> **EXERCISE OBJECTIVE**: State the number of lines in the following data that include the word "implementations", with no other text.

....

Issue #164, opened 2018-04-25
Custom PageInfo


comtihon:
Default PageInfo is
```
#Information about pagination in a connection.
type PageInfo {
  #When paginating forwards, the cursor to continue.
  endCursor: String
  #When paginating forwards, are there more items?
  hasNextPage: Boolean!
  #When paginating backwards, are there more items?
  hasPreviousPage: Boolean!
  #When paginating backwards, the cursor to continue.
  startCursor: String
}
```
F.e. I would like to add additional fields like `TotalPages: Int!`. 
How can I do it?

I tried to:
* implement PaginatedData:
```
@Getter
@AllArgsConstructor
public class CountedPaginatedData<T extends Node> implements PaginatedData<T> {
    private boolean hasPreviousPage;
    private boolean hasNextPage;
    private Long pagesTotal;
    private Iterable<T> data;

    @Override
    public Iterator<T> iterator() { return data.iterator();  }
    @Override
    public boolean hasNextPage() { return hasNextPage; }
    @Override
    public boolean hasPreviousPage() { return hasPreviousPage; }
    @Override
    public String getCursor(T entity) { return entity.id(); }
}
```
* implement PageInfo:
```
@Getter
@RequiredArgsConstructor
public class CountedPageInfo implements PageInfo {
    private final ConnectionCursor startCursor;
    private final ConnectionCursor endCursor;
    private final boolean hasPreviousPage;
    private final boolean hasNextPage;
    private final Long pagesTotal;
}
```
* have my own ConnectionFetcher:
```
public class CountedPaginatedDataConnectionFetcher<T> implements ConnectionFetcher<T> {
...
private PageInfo getPageInfo(List<Edge<T>> edges, PaginatedData<T> paginatedData) {
        if (edges.isEmpty()) {
            return new CountedPageInfo(null, null, false, false, null);
        }
        ConnectionCursor firstCursor = edges.get(0).getCursor();
        ConnectionCursor lastCursor = edges.get(edges.size() - 1).getCursor();
        return new CountedPageInfo(
                firstCursor,
                lastCursor,
                paginatedData.hasPreviousPage(),
                paginatedData.hasNextPage(),
                ((CountedPaginatedData) paginatedData).getPagesTotal()
        );
    }
...
```
* use connection fetcher:
```
@GraphQLField
    @GraphQLConnection(connection = CountedPaginatedDataConnectionFetcher.class)
[...]

PR #166, opened 2018-05-02
Fix interface

guy120494:
I have added a class that is responsible of the "additionalTypes" section in the GraphQL schema.
It has a class named `getAdditionalInterfacesImplementations` that put all the implementations that are not explicitly specified in the schema.
It assumes that you used the `GraphQLAnnotations.object(Query.class)` because it uses the container.
You must first build the schema as usual, and then use the `transform` function to add the additional implementations.
How to use:
```
  GraphQLSchema schema = newSchema().query(GraphQLAnnotations.object(Query.class)).build();
  schema = schema.transform(builder -> builder.additionalTypes(GraphQLAnnotations.additionalTypes(Query.class)));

....

> **YOUR SOLUTION**: 2